Restating every entry exactly is the whole task.

━━ Data supplied

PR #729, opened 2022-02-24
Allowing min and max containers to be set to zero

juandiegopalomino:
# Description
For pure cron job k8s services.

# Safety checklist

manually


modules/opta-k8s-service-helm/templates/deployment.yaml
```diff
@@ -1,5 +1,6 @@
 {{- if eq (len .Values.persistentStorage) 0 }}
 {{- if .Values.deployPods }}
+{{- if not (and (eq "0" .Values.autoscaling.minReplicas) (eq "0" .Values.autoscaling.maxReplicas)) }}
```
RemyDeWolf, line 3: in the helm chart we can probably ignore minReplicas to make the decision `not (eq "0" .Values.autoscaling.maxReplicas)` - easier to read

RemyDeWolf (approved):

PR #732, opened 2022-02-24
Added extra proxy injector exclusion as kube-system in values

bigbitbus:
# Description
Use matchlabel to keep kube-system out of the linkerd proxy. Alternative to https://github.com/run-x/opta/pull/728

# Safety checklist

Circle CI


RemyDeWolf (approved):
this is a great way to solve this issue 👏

━━━━

Solution
PR #729, opened 2022-02-24
Allowing min and max containers to be set to zero

juandiegopalomino:
# Description
For pure cron job k8s services.

# Safety checklist

manually


modules/opta-k8s-service-helm/templates/deployment.yaml
```diff
@@ -1,5 +1,6 @@
 {{- if eq (len .Values.persistentStorage) 0 }}
 {{- if .Values.deployPods }}
+{{- if not (and (eq "0" .Values.autoscaling.minReplicas) (eq "0" .Values.autoscaling.maxReplicas)) }}
```
RemyDeWolf, line 3: in the helm chart we can probably ignore minReplicas to make the decision `not (eq "0" .Values.autoscaling.maxReplicas)` - easier to read

RemyDeWolf (approved):

PR #732, opened 2022-02-24
Added extra proxy injector exclusion as kube-system in values

bigbitbus:
# Description
Use matchlabel to keep kube-system out of the linkerd proxy. Alternative to https://github.com/run-x/opta/pull/728

# Safety checklist

Circle CI


RemyDeWolf (approved):
this is a great way to solve this issue 👏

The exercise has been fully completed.